P.X. Tran, P. Wang
National Energy Technology Lab, United States
pp. 186 - 188
Keywords: microchannel, laser motion, nanofluids
Laser-Induced Motion of a Nanofluid in a Micro-channel Tran X. Phuoc, Mehrdad Massoudi and Ping Wang National Energy Technology Laboratory, U. S. Department of Energy, P. O. Box 10940 Pittsburgh, PA 15236 * Corresponding author: firstname.lastname@example.org Summary In this paper we report our theoretical study on the use of a laser beam to manipulate and control the flow of nanofluids in a micro-channel. We calculate the velocity induced by a laser beam for TiO2, Fe2O3, Al2O3 MgO, and SiO2 nanoparticles with water as the base fluid. The particle diameter is 50 nm and the laser beam is a 4 W CW beam of 6 mm diameter and 532 nm wavelength.
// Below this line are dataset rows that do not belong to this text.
PR #1165, opened 2023-12-08
Beta: raw_request_async with HTTPX

richardm-stripe:
## Summary
Adds async infrastructure and `stripe.raw_request_async` to the beta channel.

## Details

Additions:

* `stripe.raw_request_async` - Gives a small surface area so that we can test async "end to end". We will codegen async methods for each API method in a follow-up.
* `stripe.HTTPClientAsync` - Defines the "interface" for defining an async http client.
* `stripe.HTTPXClient` - Default implementation of `stripe.HTTPClientAsync`. I picked httpx somewhat arbitrarily. It happens to be what [openai](https://github.com/openai/openai-python/tree/main/src/openai) used (a few months ago, openai-python was a fork of stripe-python with added async support, but this is no longer the case). We can add more or different defaults.
* `stripe.default_http_client_async` - A place for a user to set a custom async client
  (either a custom `stripe.HTTPXClient` or they can implement `HTTPClientAsync`.
* `ApiRequestor.request_async`, `ApiRequestor.request_stream_async`, `ApiRequestor.request_raw_async` - Infrastructure methods that lie between `raw_request` and `http_client`.

Notes: 

  - I omitted the ability to pass `http_client_async` into an ApiRequestor. You have to use the global http client. Mostly this is in the name of minimalism. Shouldn't be needed after StripeClient lands.
  - The `stripe.new_default_http_client_async` function exists but it is not exported publicly. It doesn't make too much sense to add because there's only one baked-in HTTPClientAsync: HTTPX, so you might as well just construct a `stripe.HTTPXClient`.
  - Since there are two http clients, users who want to use both sync and async interfaces might need to specify options such as `verify_ssl_certs` and `proxy` twice. In theory we could try and unify the interface for setting these settings on the global client, but I don't think this is an important enough use case to justify the additional complication.


flake8_stripe/flake8_stripe.py
```diff
@@ -31,6 +31,9 @@ class TypingImportsChecker:
         "NotRequired",
         "Self",
         "Unpack",
+        "Awaitable",
+        "Never",
+        "Awaitable",
```
akx, line 36: Duplicate Awaitable.

stripe/_api_requestor.py
```diff
@@ -78,6 +79,16 @@ def __init__(
...
 
+        if stripe.default_http_client_async:
+            self._client_async = stripe.default_http_client_async
+        else:
+            stripe.default_http_client_async = (
+                _http_client.new_default_http_client_async(
+                    verify_ssl_certs=verify, proxy=proxy
+                )
+            )
+            self._client_async = stripe.default_http_client_async
```
akx, line 90: Wouldn't 
```suggestion
        if not stripe.default_http_client_async:
            stripe.default_http_client_async = (
                _http_client.new_default_http_client_async(
                    verify_ssl_certs=verify, proxy=proxy
                )
            )
        self._client_async = stripe.default_http_client_async
```
be easier to read?

richardm-stripe: I do like that better!

stripe/_api_requestor.py
```diff
@@ -434,6 +507,52 @@ def request_raw(
...
+        else:
+            (
+                rcontent,
+                rcode,
+                rheaders,
+            ) = await self._client_async.request_with_retries(
+                method, abs_url, headers, post_data, _usage=_usage
+            )
+
+        _util.log_info(
```
pakrym-stripe, line 542: can this me shared?

richardm-stripe: [share logging](https://github.com/stripe/stripe-python/pull/1165/commits/ced75f85c5e0b54449eea8cf74958b52be1e82df)

stripe/_http_client.py
```diff
@@ -334,6 +357,106 @@ def close(self):
...
+                    self._record_request_metrics(
+                        response, request_start, usage
+                    )
+
+                    return response
+                else:
+                    assert connection_error is not None
+                    raise connection_error
+
+    async def request(self, method, url, headers, post_data=None):
```
pakrym-stripe, line 444: Should we suffix these method with async? In case there is a single HTTP client that can implement both?

pakrym-stripe: And for general consistency

richardm-stripe: Good idea!

stripe/_http_client.py
```diff
@@ -804,3 +927,76 @@ def _handle_request_error(self, e) -> NoReturn:
...
+class HTTPXClient(HTTPClientAsync):
+    def __init__(self, **kwargs):
+        super(HTTPXClient, self).__init__(**kwargs)
+
+        assert httpx is not None
+        self.httpx = httpx
+        self._client = httpx.AsyncClient()
+
+    def sleep(self, secs):
+        import asyncio
```
pakrym-stripe, line 952: Why import here?

stripe/_http_client.py
```diff
@@ -804,3 +927,76 @@ def _handle_request_error(self, e) -> NoReturn:
...
+            )
+        except self.httpx.HTTPError as e:
+            self._handle_request_error(e)
+
+        content = response.content
+        status_code = response.status_code
+        response_headers = response.headers
+        return content, status_code, response_headers
+
+    def _handle_request_error(self, e) -> NoReturn:
```
pakrym-stripe, line 971: Can this be shared?

stripe/_http_client.py
```diff
@@ -804,3 +927,76 @@ def _handle_request_error(self, e) -> NoReturn:
...
+
+
+class NoImportFoundAsyncClient(HTTPClientAsync):
+    def __init__(self, **kwargs):
+        super(NoImportFoundAsyncClient, self).__init__(**kwargs)
+
+    async def request(
+        self, method, url, headers, post_data=None
+    ) -> Tuple[bytes, int, Mapping[str, str]]:
+        raise_async_client_import_error()
```
pakrym-stripe, line 996: inline the method into this class?

test-requirements.txt
```diff
@@ -1,4 +1,10 @@
 # These requirements must be installable on all our supported versions
+
+# This is the last version of httpx compatible with Python 3.6
```
pakrym-stripe, line 3: do we need to add these to setup.py?

tests/test_http_client.py
```diff
@@ -51,6 +52,25 @@ def test_new_default_http_client_urllib2(self, request_mocks):
...
+            setattr(_http_client, lib, None)
+
+        inst = _http_client.new_default_http_client_async()
+
+        assert isinstance(inst, expected)
+
+    def test_new_default_http_client_httpx(self, request_mocks):
+        self.check_default((), _http_client.HTTPXClient)
+
+    def test_new_default_http_client_no_import_found(self, request_mocks):
```
pakrym-stripe, line 67: Does this check other behaviors like timeouts and retries?

stripe/__init__.py
```diff
@@ -48,6 +49,7 @@
     WebhookSignature as WebhookSignature,
 )
 from stripe._raw_request import raw_request as raw_request  # noqa
+from stripe._raw_request import raw_request_async as raw_request_async  # noqa
 from stripe._raw_request import deserialize as deserialize  # noqa
 
 from stripe._preview import preview as preview  # noqa
```
pakrym-stripe, line 55: we'll need preview overloads as well

stripe/_api_requestor.py
```diff
@@ -407,6 +463,37 @@ def request_raw(
             api_version=self.api_version,
         )
 
+        return abs_url, headers, post_data, my_api_key
+
+    @staticmethod
+    def log_response(abs_url, rcode, rcontent, rheaders):
```
pakrym-stripe, line 469:
```suggestion
    def _log_response(abs_url, rcode, rcontent, rheaders):
```

?

stripe/_http_client.py
```diff
@@ -264,11 +289,11 @@ def request_stream_with_retries(
         _usage: Optional[List[str]] = None
     ) -> Tuple[Any, int, Any]:
         return self._request_with_retries_internal(
-            method, url, headers, post_data, is_streaming=True, _usage=_usage
+            method, url, headers, post_data, is_streaming=True, usage=_usage
         )
 
     def _request_with_retries_internal(
-        self, method, url, headers, post_data, is_streaming, *, _usage=None
+        self, method, url, headers, post_data, is_streaming, usage
```
pakrym-stripe, line 296: nit: why the inconsistent `_usage` naming?

stripe/_http_client.py
```diff
@@ -334,6 +357,106 @@ def close(self):
...
+        raise NotImplementedError(
+            "HTTPClientAsync subclasses must implement `request`"
+        )
+
+    async def request_stream_async(self, method, url, headers, post_data=None):
+        raise NotImplementedError(
+            "HTTPClientAsync subclasses must implement `request_stream`"
+        )
+
+    async def close(self):
```
pakrym-stripe, line 454: close_async?

stripe/_http_client.py
```diff
@@ -334,6 +357,106 @@ def close(self):
...
+        post_data=None,
+        *,
+        _usage: Optional[List[str]] = None
+    ) -> Tuple[Any, int, Any]:
+        return await self._request_with_retries_internal_async(
+            method, url, headers, post_data, is_streaming=True, usage=_usage
+        )
+
+    @classmethod
+    async def sleep(cls: Type[Self], secs: float) -> Awaitable[None]:
```
pakrym-stripe, line 388: sleep_async

stripe/_http_client.py
pakrym-stripe: Is there a linter for this?

stripe/_http_client.py
richardm-stripe: It shouldn't be. `e` is a library-specific error object and the job of this function is to convert library-specific exceptions and standardize their handling. So far this function is pretty generic, but it's good for the extension point to be exposed.

stripe/_http_client.py
pakrym-stripe: oh, I didn't realize we used `_` to mark the parameter internal.

tests/test_http_client.py
richardm-stripe: No this is just a test for the behavior of the `new_default` function delegating to the correct constructors.

test-requirements.txt
richardm-stripe: I don't think so. This is like `requests` -- we don't *require* it but we use it if the user happens to have it installed.

stripe/_http_client.py
richardm-stripe: Fixed!

stripe/_http_client.py
richardm-stripe: All fixed!

stripe/_http_client.py
richardm-stripe: We'd have to write ourselves. The only thing I can find is https://pypi.org/project/flake8-async/

richardm-stripe: I can ticket

stripe/_http_client.py
pakrym-stripe: I see we do implement different messages based on e for other libraries

stripe/_http_client.py
richardm-stripe: Done

stripe/_http_client.py
richardm-stripe: Yes, I looked through https://www.python-httpx.org/exceptions/ to see if there were any exceptions that were clearly "this exception should never be retried" but I didn't see any obvious ones.

The conservative choice is to retry everything IMO. Choosing not to retry certain classes of exception is kind of an optimization.

richardm-stripe: Maybe UnsupportedProtocol but I don't think it's worth it.

stripe/__init__.py
richardm-stripe: Added in [preview async methods](https://github.com/stripe/stripe-python/pull/1165/commits/0c7f0224ff3857d7a587dd46461f8b24518bac5e)

tests/test_http_client.py
richardm-stripe: In https://github.com/stripe/stripe-python/pull/1165/commits/cd9c8bb3998c4eb5b0239a1461c9f7c9348b9005 I added more tests to mirror the ones elsewhere in `test_http_client`. This led me to add support for `proxies` and `verify` like Requests has, too.

requirements.txt
```diff
@@ -7,6 +7,6 @@ virtualenv<20.22.0
 pyright == 1.1.336
 black == 22.8.0
 flake8
-mypy == 1.7.0
+# mypy == 1.7.0
```
richardm-stripe, line 10:
```suggestion
mypy == 1.7.0
```

stripe/_http_client.py
```diff
@@ -316,14 +337,12 @@ def _request_with_retries_internal(
                     assert connection_error is not None
                     raise connection_error
 
-    def request(self, method, url, headers, post_data=None, *, _usage=None):
```
richardm-stripe, line 319: These were mistakenly added during a bad merge of master -> beta, (merge conflict in the beta branch between adding "usage" and async refactor).

richardm-stripe:
Ok, this should be ready again. The git history got messy, but since you last looked I

* [Added support for "proxy", "verify", and "timeout" to the HTTPX client](https://github.com/stripe/stripe-python/pull/1165/commits/88bdc7a3d49ac8d4c31f9082aa657492164ce3c1)
* [Addressed code review](https://github.com/stripe/stripe-python/pull/1165/commits/161d37dcd916b6a0d377d4b355462b1991d5202d)
* [Added preview overloads](https://github.com/stripe/stripe-python/pull/1165/commits/e5a27d601313caff274744daa3e8fc4ac0df2fba)
* [Added a lot of tests](https://github.com/stripe/stripe-python/pull/1165/commits/cef4396aacdb521797ae8bf56ab20e9e2491ebc4). This got tricky because the tests in `test_http_client` use `MagicMock`. For asynchronous functions you're supposed to use `AsyncMock` which exists in recent versions of our `pytest-mock`, but for python 3.6 and 3.7, we have to use an older version of `pytest-mock` which doesn't have `AsyncMock`, so I had to pull in another dependency.

tests/test_integration.py
```diff
@@ -54,9 +50,11 @@ def _do_request(self):
         status = provided_status or self.default_status
         headers = provided_headers or self.default_headers
         body = provided_body or self.default_body
+        content_length = len(body)
         self.send_response(status)
         for header_name, header_value in headers.items():
             self.send_header(header_name, header_value)
+        self.send_header("Content-Length", str(content_length))
```
pakrym-stripe, line 57: why is this needed?

tests/test_http_client.py
```diff
@@ -993,3 +1014,342 @@ def test_encode_array(self):
...
+
+            calls = [mocker.call(*args, **kwargs) for _ in range(times)]
+            request_mock.AsyncClient().request.assert_has_calls(calls)
+
+        return check_call
+
+    async def make_request_async(
+        self, method, url, headers, post_data, timeout=80
+    ):
+        client = self.REQUEST_CLIENT(
```
pakrym-stripe, line 1136: Why is this client-specific and not in the base test class?

tests/test_http_client.py
```diff
@@ -993,3 +1014,342 @@ def test_encode_array(self):
...
+            assert code == 200
+            assert body == '{"foo": "baz"}'
+
+            check_call(request_mock, method, abs_url, data, headers)
+
+    @pytest.mark.asyncio
+    async def test_request_stream(
+        self, mocker, request_mock, mock_response, check_call
+    ):
+        # TODO
```
pakrym-stripe, line 1179: File?

tests/test_http_client.py
```diff
@@ -993,3 +1014,342 @@ def test_encode_array(self):
...
+            "POST", self.valid_url, headers, data, timeout=5
+        )
+
+        check_call(None, "POST", self.valid_url, data, headers, timeout=5)
+
+    @pytest.mark.asyncio
+    async def test_request_stream_forwards_stream_param(
+        self, mocker, request_mock, mock_response, check_call
+    ):
+        # TODO
```
pakrym-stripe, line 1202: file?

tests/test_http_client.py
```diff
@@ -993,3 +1014,342 @@ def test_encode_array(self):
...
+    @pytest.mark.asyncio
+    async def test_timeout(self, request_mock, mock_response, check_call):
+        headers = {"my-header": "header val"}
+        data = {}
+        mock_response('{"foo": "baz"}', 200)
+        await self.make_request_async(
+            "POST", self.valid_url, headers, data, timeout=5
+        )
+
+        check_call(None, "POST", self.valid_url, data, headers, timeout=5)
```
pakrym-stripe, line 1196: This test method looks like it can be in the base test class as well.

tests/test_integration.py
richardm-stripe: Otherwise the client can't tell whether the request is finished or not and it will hang.
I tried `self.wfile.close()` to close the connection, but this seems to fight with another place that `BaseHTTPHandler` wants to close things, so setting content-length is more expedient. Besides, content-length is standard to include.

tests/http_client_mock.py
```diff
@@ -185,17 +185,27 @@ def assert_post_data(self, expected, is_json=False):
 
 
 class HTTPClientMock(object):
-    def __init__(self, mocker, is_streaming=False):
-        self.mock_client = mocker.Mock(
-            wraps=stripe.http_client.new_default_http_client()
-        )
+    def __init__(self, mocker, is_streaming=False, is_async=False):
```
pakrym-stripe, line 188: I wonder if we should keep adding more HTTPClientMock instances of store the information about the call in one instance of mocker (e.g. `(verb, path, ..., streaming, async)`).

pakrym-stripe: That way the same test can mix multiple kinds of call as well.

tests/test_http_client.py
richardm-stripe: It isn't for the non-async clients. Timeout isn't in the base HTTPClient class so I think it shouldn't be in the base test, either.

pakrym-stripe (changes requested):
Some questions about http client tests

tests/test_http_client.py
pakrym-stripe: Do all async clients we are planning for support timeout? Maybe timeout should be on the base client if it's supported everywhere.

richardm-stripe: What is the advantage of including it on the base client?

tests/http_client_mock.py
richardm-stripe: I can file this as a potential follow-up.

tests/test_http_client.py
pakrym-stripe: 1. We can expose timeout setting on client options and silently create an appropriate client in the background knowing that all our clients support timeout
2. We won't have to copy-paste timeout tests for every client and then accidentally miss one

richardm-stripe: Not all sync clients support timeout, and I have a slight dislike for inconsistency between the async world and sync world here.

I'm also afraid that there will be subtle differences between what "timeout" means from http client to http client. Also in terms of missing things, there's the possibility that we will add another async client, where "timeout" is settable on the base client but we forget to pipe "timeout" through to the underlying client so the client will appear to support timeout when it doesn't.

It feels more conservative to me to keep timeout client-specific. I don't think this is a trapdoor, once more async clients are added we can look to see if timeout actually does work the same between them and choose to put them in the base class then. I would prefer that to trying to make a forecast now.

pakrym-stripe: >I'm also afraid that there will be subtle differences between what "timeout" means from http client to http client.
The base test will help catch these differences.

Can you file an issue for this? We do have a requirement for timeout option to be exposed in client options. So we'll need to solve this somehow.

richardm-stripe: > Overall, I'd say that our sync client timeout implementation is not something to draw inspiration from.

Ha, very true.

I will file an issue -- I like the idea of using the AsyncClient as an opportunity to get timeouts right, but this is better to tackle separately.

tests/test_http_client.py
richardm-stripe: Filed!

tests/test_http_client.py
richardm-stripe: Filed!

tests/test_http_client.py
richardm-stripe: Oh, the reason turns out to be that `timeout` is not in the base class. Per our other discussion, I will fix this, but separately.

pakrym-stripe (approved):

The results indicate that, as the particle moves, a significant volume of the surrounding water (up to about 8 particle diameters away from the particle surface) is disturbed and dragged along with the moving particle. The results also show the effect of the particle refractive index on the particle velocity and the induced volume flow rate. The velocity and the volume flowrate induced by TiO2 nanoparticle, (refractive index n = 2.82), are about 0.552 mm/s and 9.86 fL, respectively, while those by SiO2 (n = 1.46) are only about 7.569 μm/s and 0.135, respectively. Thus, using a laser beam to manipulate the flow of a nanofluid in a microchannel is possible and it has many advantages over other conventional methods. Such advantages are deduced from the fact that there are no moving parts, no external pumps are required and the channels do not need to electronically reconfigure. Additionally, using a fiberoptic cable, the laser beam can be distributed and delivered to multiple micro-channels that can be operated either sequentially or simultaneously. The location of the beam waist can be varied, thus, the flow can be initiated at different location throughout the micro-channels.